PR #940, opened 2024-06-05
e2e: drop host-level resources when padding numa cells

shajmakh:
A problem was caught during workload placement tests requiring pre-padding numa zones as test setup. The problem was that the cluster had leftover workloads that consumed host-level resources and that was counted in the base load of the node. Later on, the test expected to pad Numa zones consider host-level resources to be part of the padder resources. The setup failed because host-level resources are not numa scoped.

Adjust the relevant methods that pad numa zones to filter specified resources such as ephemeral storage.

### DIFF
--- a/test/utils/noderesourcetopologies/noderesourcetopologies.go
+++ b/test/utils/noderesourcetopologies/noderesourcetopologies.go
@@ -225,8 +225,11 @@ func accumulateNodeAvailableResources(nrt nrtv1alpha2.NodeResourceTopology, reas
 	klog.Infof("resInfoList available %s: %s", reason, e2enrt.ResourceInfoListToString(resInfoList))
 	return resInfoList, nil
 }
-func SaturateZoneUntilLeft(zone nrtv1alpha2.Zone, requiredRes corev1.ResourceList) (corev1.ResourceList, error) {
+func SaturateZoneUntilLeft(zone nrtv1alpha2.Zone, requiredRes corev1.ResourceList, filter func(*corev1.ResourceList)) (corev1.ResourceList, error) {
 	paddingRes := make(corev1.ResourceList)
+
+	filter(&requiredRes)
+
 	for resName, resQty := range requiredRes {
 		zoneQty, ok := FindResourceAvailableByName(zone.Resources, string(resName))
 		if !ok {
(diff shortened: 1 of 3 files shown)


test/utils/noderesourcetopologies/noderesourcetopologies.go
```diff
@@ -225,8 +225,11 @@ func accumulateNodeAvailableResources(nrt nrtv1alpha2.NodeResourceTopology, reas
 	klog.Infof("resInfoList available %s: %s", reason, e2enrt.ResourceInfoListToString(resInfoList))
 	return resInfoList, nil
 }
-func SaturateZoneUntilLeft(zone nrtv1alpha2.Zone, requiredRes corev1.ResourceList) (corev1.ResourceList, error) {
+func SaturateZoneUntilLeft(zone nrtv1alpha2.Zone, requiredRes corev1.ResourceList, filter func(*corev1.ResourceList)) (corev1.ResourceList, error) {
```
ffromani, line 228: `corev1.ResourceList` is a map so no need to pass it by pointer. This is a language-level inconsistency we can only embrace and we can't fix

test/utils/noderesourcetopologies/noderesourcetopologies.go
```diff
@@ -246,6 +249,14 @@ func SaturateZoneUntilLeft(zone nrtv1alpha2.Zone, requiredRes corev1.ResourceLis
 	return paddingRes, nil
 }
 
+func AllowAll(res *corev1.ResourceList) {
+	return
+}
+
+func DropHostLevelRes(res *corev1.ResourceList) {
```
ffromani, line 256: please rename `DropHostLevelResources`

test/utils/noderesourcetopologies/noderesourcetopologies.go
```diff
@@ -225,8 +225,11 @@ func accumulateNodeAvailableResources(nrt nrtv1alpha2.NodeResourceTopology, reas
 	klog.Infof("resInfoList available %s: %s", reason, e2enrt.ResourceInfoListToString(resInfoList))
 	return resInfoList, nil
 }
-func SaturateZoneUntilLeft(zone nrtv1alpha2.Zone, requiredRes corev1.ResourceList) (corev1.ResourceList, error) {
+func SaturateZoneUntilLeft(zone nrtv1alpha2.Zone, requiredRes corev1.ResourceList, filter func(*corev1.ResourceList)) (corev1.ResourceList, error) {
 	paddingRes := make(corev1.ResourceList)
+
+	filter(&requiredRes)
```
ffromani, line 231: because this is a map, we should return the mutated `ResourceList` and use the mutated one

ffromani (commented):
I like the idea, but the implementation needs some refinement

test/utils/noderesourcetopologies/noderesourcetopologies.go
shajmakh: thanks for pointing out this, I have updated this block in https://github.com/openshift-kni/numaresources-operator/pull/942/commits/c4b438f3b2a9755c77ef7971f6a3f92ce95768ef because the proposed changes are needed by new tests

shajmakh:
closing this in favor https://github.com/openshift-kni/numaresources-operator/pull/942 because it is a prerequisite for some of the added checks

_ACTION ITEM_
Which lines above hold the string "github"? Please copy all of them.

_FINAL ANSWER_
shajmakh: thanks for pointing out this, I have updated this block in https://github.com/openshift-kni/numaresources-operator/pull/942/commits/c4b438f3b2a9755c77ef7971f6a3f92ce95768ef because the proposed changes are needed by new tests
closing this in favor https://github.com/openshift-kni/numaresources-operator/pull/942 because it is a prerequisite for some of the added checks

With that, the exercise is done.